Saved data entries
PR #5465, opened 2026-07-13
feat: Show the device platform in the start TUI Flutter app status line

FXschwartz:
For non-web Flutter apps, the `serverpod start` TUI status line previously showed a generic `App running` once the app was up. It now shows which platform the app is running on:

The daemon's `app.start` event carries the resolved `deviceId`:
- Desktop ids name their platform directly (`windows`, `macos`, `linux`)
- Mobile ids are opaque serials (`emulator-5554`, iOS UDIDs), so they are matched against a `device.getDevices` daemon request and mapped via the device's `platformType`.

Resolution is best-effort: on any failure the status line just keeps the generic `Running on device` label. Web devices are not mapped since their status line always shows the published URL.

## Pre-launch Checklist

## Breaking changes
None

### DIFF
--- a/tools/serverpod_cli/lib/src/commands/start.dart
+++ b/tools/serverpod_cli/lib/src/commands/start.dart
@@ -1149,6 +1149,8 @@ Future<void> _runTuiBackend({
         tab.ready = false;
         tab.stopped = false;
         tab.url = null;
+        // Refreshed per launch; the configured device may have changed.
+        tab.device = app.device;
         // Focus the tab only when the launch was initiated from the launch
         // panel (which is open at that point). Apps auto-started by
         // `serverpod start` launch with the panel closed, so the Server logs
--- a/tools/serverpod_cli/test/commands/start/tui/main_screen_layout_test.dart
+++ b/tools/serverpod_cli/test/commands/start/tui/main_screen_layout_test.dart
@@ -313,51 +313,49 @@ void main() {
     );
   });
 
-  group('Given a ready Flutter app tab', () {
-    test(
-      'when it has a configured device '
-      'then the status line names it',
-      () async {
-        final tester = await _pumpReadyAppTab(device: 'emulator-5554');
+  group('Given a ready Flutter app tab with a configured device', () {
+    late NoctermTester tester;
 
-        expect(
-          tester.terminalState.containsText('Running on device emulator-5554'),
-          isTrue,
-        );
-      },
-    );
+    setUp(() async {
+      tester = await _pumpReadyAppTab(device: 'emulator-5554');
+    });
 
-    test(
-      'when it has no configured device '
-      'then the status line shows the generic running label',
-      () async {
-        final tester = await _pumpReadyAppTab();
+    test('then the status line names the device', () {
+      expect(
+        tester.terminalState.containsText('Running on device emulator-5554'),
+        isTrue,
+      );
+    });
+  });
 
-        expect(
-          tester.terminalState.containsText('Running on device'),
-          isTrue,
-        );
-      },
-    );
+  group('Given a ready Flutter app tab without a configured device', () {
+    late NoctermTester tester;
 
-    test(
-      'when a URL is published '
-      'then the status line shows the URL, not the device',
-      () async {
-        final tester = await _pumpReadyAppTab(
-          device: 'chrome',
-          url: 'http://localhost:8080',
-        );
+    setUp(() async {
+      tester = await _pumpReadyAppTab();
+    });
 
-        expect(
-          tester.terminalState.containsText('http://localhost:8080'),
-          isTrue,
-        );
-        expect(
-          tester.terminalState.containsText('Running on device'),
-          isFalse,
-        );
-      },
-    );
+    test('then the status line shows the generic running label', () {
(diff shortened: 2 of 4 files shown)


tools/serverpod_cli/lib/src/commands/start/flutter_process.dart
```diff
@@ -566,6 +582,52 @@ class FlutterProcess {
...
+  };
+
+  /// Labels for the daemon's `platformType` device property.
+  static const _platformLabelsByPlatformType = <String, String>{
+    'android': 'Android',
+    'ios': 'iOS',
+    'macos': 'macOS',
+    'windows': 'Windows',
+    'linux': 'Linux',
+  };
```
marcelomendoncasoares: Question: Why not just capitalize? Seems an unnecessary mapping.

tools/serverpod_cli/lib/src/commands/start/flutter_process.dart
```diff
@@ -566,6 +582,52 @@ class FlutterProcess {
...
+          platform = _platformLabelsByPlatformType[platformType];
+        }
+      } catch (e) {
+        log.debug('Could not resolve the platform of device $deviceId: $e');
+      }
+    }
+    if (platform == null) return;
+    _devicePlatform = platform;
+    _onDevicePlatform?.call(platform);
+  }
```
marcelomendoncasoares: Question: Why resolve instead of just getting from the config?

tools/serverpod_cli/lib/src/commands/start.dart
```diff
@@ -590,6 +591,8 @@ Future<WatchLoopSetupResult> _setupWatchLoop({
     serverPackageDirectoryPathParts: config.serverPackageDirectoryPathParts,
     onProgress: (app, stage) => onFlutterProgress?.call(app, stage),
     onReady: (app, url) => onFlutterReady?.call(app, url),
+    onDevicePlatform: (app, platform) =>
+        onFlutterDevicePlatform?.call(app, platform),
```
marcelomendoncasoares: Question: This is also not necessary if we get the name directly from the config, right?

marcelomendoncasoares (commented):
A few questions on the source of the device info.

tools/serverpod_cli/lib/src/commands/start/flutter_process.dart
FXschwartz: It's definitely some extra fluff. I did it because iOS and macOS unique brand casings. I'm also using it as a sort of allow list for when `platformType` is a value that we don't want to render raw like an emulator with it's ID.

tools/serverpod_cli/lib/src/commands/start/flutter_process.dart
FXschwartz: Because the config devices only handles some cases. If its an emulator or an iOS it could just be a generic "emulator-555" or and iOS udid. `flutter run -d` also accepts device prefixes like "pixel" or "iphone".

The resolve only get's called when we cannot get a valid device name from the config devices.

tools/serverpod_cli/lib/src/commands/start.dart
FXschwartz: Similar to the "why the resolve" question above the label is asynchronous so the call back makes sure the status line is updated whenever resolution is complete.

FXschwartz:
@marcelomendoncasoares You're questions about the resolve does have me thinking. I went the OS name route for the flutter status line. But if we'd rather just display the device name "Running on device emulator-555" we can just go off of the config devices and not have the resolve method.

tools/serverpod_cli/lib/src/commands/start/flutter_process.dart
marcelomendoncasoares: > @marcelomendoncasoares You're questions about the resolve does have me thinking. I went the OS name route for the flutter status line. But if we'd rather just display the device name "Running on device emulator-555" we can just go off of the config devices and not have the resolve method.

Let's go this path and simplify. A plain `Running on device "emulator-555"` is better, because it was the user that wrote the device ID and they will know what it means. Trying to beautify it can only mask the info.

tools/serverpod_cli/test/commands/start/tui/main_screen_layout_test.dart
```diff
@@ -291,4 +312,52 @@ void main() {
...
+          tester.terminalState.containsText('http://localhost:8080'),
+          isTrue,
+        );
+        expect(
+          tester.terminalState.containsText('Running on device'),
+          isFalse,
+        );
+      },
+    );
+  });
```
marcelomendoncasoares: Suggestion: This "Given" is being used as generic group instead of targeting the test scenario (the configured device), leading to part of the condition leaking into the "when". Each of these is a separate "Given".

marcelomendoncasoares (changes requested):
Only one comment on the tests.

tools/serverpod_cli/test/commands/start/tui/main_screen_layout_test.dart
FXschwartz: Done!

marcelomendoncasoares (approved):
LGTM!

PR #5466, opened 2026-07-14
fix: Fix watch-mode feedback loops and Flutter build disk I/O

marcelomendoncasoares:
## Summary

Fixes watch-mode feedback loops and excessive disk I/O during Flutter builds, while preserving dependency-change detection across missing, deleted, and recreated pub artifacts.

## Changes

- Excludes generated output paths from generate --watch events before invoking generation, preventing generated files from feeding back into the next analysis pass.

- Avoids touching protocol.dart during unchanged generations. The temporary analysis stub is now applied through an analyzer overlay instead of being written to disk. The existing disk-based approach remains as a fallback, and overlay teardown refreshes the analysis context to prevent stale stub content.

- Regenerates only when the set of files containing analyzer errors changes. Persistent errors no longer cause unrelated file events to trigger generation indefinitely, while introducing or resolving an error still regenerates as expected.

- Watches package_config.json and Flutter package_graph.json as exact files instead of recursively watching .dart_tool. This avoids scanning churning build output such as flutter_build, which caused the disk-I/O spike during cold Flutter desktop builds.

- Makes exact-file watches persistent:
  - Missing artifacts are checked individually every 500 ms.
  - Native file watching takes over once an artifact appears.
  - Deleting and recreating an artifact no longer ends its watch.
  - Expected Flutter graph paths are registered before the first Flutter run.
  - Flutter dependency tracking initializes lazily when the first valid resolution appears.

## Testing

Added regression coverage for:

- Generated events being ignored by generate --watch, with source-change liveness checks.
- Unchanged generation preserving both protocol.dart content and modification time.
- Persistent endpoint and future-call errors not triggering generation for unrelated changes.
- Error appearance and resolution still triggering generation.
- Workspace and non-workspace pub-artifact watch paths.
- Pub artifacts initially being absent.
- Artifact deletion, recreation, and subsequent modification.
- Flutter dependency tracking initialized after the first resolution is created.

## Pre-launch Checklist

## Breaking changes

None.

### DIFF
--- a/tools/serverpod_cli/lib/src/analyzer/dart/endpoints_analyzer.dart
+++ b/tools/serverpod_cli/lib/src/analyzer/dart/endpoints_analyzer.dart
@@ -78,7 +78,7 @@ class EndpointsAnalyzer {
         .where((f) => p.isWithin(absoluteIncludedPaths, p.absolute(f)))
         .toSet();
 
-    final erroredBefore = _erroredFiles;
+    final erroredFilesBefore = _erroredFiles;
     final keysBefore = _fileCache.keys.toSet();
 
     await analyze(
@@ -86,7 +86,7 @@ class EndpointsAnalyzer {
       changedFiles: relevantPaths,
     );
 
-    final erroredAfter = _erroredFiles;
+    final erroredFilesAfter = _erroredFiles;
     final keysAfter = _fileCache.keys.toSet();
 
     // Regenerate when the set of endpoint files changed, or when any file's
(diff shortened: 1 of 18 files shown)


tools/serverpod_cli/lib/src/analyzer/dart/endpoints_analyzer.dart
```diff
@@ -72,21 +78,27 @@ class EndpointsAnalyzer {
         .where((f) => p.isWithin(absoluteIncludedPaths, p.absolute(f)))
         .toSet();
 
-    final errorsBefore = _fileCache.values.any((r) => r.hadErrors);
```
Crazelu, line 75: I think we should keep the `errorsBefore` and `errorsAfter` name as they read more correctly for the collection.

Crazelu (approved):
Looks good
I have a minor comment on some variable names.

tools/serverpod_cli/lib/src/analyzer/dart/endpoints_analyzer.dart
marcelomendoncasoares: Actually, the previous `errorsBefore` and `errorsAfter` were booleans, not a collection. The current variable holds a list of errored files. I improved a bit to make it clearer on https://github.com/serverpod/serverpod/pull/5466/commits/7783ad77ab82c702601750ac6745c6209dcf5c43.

### Required work:
The answer should consist of all lines from the records above that hold the word "group".

### Expected answer:
-  group('Given a ready Flutter app tab', () {
+  group('Given a ready Flutter app tab with a configured device', () {
+  group('Given a ready Flutter app tab without a configured device', () {
marcelomendoncasoares: Suggestion: This "Given" is being used as generic group instead of targeting the test scenario (the configured device), leading to part of the condition leaking into the "when". Each of these is a separate "Given".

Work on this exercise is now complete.